◆ **Problem details**: Lines that include the string "uppercase" are the ones to copy from the entries below.

[Supplied records Boundary: Start]

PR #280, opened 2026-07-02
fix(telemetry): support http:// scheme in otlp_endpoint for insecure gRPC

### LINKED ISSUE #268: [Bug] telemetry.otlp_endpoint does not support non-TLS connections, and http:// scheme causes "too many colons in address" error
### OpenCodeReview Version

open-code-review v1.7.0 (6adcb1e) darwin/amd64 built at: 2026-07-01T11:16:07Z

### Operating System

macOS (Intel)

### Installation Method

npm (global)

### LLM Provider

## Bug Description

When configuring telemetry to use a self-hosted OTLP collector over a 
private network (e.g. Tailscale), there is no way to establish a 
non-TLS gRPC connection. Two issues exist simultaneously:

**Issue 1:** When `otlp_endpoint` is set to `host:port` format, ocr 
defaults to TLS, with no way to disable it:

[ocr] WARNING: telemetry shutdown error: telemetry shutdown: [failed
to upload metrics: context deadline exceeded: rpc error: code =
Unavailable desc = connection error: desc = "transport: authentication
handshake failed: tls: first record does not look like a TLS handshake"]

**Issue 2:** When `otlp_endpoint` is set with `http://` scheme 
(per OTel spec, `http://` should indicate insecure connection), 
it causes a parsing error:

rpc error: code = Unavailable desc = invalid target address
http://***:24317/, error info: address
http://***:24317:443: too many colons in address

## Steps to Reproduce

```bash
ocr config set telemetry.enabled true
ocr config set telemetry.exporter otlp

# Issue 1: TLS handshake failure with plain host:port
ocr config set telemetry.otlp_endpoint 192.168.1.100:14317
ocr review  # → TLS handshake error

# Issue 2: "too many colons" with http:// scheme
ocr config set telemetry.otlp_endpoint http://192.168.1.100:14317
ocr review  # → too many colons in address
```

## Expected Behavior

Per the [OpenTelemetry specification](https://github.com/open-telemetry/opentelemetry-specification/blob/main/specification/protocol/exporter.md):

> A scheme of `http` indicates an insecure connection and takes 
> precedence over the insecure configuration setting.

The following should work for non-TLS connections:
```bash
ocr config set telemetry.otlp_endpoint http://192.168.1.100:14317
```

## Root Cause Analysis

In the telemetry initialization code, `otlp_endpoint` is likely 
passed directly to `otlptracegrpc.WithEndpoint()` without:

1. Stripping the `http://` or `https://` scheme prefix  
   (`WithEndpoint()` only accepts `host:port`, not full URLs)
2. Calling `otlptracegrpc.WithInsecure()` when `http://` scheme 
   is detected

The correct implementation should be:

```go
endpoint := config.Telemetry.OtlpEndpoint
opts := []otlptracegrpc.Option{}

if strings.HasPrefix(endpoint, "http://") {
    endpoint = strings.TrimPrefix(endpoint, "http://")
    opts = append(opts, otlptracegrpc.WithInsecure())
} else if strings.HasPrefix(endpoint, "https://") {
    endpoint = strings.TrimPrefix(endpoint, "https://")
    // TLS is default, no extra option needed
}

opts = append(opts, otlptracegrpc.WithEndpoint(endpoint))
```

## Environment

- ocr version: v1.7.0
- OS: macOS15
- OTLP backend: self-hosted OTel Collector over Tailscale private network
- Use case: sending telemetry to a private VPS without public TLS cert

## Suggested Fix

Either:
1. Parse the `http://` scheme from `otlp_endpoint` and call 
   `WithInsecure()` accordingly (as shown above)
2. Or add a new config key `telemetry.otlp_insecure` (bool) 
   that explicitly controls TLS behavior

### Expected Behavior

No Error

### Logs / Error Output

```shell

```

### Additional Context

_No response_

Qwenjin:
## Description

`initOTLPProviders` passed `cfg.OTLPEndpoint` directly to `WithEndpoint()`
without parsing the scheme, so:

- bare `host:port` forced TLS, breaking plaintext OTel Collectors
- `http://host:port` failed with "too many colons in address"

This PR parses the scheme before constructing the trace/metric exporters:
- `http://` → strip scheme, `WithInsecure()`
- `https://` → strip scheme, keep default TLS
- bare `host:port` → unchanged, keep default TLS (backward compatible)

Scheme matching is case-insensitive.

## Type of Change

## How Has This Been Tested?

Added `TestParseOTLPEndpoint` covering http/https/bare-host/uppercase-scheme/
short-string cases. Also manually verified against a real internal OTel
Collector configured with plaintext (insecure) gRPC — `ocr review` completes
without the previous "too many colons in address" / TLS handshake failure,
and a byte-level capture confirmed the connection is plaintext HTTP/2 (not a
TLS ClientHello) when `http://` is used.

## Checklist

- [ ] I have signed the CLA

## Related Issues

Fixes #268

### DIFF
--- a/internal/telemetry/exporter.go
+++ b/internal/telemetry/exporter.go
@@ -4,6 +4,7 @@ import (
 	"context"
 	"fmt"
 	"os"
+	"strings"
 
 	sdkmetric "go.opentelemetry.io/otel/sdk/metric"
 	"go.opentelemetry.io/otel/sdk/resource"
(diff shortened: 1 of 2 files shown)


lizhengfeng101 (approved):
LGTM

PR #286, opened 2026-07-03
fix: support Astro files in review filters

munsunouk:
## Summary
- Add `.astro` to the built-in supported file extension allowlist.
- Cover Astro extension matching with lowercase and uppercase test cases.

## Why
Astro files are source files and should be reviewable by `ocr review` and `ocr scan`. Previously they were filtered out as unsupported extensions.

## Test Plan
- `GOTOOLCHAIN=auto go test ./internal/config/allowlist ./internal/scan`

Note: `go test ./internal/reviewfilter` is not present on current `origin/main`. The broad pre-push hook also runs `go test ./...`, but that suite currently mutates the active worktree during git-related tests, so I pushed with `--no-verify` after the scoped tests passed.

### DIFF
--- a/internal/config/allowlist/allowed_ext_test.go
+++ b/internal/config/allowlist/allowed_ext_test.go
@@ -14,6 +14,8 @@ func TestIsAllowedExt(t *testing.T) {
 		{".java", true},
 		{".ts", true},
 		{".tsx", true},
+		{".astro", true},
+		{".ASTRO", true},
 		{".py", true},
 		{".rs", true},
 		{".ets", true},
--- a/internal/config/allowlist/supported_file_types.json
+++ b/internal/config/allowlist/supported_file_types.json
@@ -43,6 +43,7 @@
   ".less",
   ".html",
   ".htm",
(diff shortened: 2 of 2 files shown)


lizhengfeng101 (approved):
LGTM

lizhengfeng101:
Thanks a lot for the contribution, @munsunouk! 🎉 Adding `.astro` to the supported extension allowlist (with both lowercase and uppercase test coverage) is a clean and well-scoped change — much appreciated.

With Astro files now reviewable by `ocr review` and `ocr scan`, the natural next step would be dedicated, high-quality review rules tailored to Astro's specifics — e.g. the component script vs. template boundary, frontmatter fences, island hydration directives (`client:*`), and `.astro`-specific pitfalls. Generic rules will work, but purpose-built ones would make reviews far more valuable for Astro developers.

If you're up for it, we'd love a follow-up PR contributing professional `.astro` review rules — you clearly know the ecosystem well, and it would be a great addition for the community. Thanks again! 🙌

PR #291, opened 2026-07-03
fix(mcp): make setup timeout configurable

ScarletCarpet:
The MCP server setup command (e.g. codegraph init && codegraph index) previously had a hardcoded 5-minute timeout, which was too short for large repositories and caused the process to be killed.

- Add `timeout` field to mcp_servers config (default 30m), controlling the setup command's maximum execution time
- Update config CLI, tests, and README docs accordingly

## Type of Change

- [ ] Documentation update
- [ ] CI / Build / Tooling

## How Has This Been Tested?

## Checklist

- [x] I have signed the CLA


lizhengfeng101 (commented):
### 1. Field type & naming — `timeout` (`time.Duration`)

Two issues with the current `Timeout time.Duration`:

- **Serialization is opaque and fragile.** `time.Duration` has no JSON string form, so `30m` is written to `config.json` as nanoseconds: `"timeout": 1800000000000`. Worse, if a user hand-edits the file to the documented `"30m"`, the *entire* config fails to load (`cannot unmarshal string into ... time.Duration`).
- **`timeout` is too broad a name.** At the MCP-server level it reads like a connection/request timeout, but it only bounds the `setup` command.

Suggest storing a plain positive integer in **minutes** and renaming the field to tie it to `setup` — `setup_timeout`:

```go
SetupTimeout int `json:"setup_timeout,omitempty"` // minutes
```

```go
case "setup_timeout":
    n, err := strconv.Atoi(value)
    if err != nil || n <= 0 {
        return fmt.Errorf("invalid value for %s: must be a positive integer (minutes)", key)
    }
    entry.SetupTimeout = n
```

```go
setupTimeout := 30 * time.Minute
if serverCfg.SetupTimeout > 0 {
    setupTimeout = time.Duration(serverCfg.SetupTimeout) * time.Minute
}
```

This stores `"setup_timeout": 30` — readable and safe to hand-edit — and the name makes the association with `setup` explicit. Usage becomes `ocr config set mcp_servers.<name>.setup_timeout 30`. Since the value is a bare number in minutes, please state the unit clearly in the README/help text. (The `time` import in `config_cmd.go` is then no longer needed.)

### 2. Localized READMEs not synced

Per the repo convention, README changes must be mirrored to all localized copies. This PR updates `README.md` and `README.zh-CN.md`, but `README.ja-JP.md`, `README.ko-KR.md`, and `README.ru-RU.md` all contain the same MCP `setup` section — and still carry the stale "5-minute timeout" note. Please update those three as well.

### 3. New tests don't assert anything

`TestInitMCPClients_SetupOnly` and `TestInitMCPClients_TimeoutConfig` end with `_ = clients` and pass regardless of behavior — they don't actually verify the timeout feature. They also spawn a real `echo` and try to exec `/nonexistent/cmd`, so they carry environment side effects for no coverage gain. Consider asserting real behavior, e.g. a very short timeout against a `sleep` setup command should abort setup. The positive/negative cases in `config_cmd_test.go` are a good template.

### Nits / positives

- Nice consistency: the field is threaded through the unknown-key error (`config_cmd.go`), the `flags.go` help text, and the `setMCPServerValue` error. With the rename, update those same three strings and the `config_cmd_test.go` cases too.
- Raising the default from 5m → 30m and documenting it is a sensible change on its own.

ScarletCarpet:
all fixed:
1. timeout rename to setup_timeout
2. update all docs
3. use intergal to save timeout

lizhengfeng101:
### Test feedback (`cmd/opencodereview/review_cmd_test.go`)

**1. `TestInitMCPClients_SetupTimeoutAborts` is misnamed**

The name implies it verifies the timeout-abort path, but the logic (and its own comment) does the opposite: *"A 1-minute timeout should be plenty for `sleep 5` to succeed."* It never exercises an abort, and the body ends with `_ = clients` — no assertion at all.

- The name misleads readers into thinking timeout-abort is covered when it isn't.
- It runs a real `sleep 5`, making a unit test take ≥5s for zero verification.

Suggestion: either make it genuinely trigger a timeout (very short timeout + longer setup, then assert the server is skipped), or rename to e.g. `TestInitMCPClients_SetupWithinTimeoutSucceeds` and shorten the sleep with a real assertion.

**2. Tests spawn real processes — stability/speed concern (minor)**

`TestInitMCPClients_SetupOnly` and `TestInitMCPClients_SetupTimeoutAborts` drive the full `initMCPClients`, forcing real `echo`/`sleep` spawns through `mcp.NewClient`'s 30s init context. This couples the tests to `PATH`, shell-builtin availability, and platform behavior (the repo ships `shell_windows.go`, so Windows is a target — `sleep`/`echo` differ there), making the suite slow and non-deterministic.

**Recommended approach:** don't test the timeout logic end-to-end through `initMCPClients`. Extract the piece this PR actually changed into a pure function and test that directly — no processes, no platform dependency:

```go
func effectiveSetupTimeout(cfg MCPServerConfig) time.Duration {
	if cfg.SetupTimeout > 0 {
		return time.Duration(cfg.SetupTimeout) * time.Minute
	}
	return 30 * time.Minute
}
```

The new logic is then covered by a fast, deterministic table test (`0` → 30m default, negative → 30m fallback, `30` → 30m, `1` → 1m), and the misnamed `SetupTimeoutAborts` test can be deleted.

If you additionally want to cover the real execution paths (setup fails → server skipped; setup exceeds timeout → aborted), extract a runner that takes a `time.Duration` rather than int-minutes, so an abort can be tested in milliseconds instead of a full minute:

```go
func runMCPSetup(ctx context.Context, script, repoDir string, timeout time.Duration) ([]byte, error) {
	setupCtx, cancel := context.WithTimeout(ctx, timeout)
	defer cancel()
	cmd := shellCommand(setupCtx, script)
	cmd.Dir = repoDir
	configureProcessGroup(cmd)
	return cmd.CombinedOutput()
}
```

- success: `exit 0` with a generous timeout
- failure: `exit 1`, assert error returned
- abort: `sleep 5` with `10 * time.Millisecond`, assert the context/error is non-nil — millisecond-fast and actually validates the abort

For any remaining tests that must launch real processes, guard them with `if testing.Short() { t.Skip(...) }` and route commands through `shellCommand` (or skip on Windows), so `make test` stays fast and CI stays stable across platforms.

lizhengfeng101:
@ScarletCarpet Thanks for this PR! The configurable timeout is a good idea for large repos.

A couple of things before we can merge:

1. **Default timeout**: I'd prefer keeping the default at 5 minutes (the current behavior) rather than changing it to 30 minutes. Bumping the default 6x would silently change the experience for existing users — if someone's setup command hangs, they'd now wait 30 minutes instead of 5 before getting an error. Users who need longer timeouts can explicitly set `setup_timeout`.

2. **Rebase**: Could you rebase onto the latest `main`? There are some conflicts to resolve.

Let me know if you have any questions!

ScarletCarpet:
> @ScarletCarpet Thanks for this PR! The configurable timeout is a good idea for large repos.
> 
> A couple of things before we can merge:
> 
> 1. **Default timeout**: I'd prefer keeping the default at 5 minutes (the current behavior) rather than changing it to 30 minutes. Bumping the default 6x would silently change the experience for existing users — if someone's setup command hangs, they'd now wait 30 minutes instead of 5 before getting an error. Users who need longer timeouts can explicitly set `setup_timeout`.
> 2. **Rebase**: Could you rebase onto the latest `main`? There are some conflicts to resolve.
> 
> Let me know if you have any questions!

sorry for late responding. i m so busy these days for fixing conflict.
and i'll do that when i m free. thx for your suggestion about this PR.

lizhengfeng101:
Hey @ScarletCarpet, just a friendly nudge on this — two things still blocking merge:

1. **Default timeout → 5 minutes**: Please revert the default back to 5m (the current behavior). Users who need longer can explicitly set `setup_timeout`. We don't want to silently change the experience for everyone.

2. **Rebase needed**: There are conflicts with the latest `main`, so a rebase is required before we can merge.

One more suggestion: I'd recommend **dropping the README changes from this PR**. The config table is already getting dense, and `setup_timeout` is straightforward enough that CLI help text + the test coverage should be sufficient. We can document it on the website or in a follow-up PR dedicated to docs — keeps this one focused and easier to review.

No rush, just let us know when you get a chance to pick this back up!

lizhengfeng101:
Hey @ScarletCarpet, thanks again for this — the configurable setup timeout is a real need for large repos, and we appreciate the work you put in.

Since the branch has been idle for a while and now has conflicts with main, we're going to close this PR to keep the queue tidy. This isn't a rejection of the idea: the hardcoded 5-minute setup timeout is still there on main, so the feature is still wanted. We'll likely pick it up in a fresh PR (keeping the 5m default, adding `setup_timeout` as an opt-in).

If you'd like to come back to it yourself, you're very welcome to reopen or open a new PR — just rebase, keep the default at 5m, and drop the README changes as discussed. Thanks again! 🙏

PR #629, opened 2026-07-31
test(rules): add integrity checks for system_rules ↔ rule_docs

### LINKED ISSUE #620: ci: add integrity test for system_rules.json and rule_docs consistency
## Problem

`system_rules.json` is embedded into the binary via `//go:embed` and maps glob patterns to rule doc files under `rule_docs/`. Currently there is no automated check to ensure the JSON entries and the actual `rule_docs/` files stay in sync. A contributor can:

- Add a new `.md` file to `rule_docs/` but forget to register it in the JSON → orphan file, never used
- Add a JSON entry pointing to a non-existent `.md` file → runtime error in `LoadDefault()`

[Supplied records Boundary: End]

◆ **Completed task**:
Added `TestParseOTLPEndpoint` covering http/https/bare-host/uppercase-scheme/
- Cover Astro extension matching with lowercase and uppercase test cases.
Thanks a lot for the contribution, @munsunouk! 🎉 Adding `.astro` to the supported extension allowlist (with both lowercase and uppercase test coverage) is a clean and well-scoped change — much appreciated.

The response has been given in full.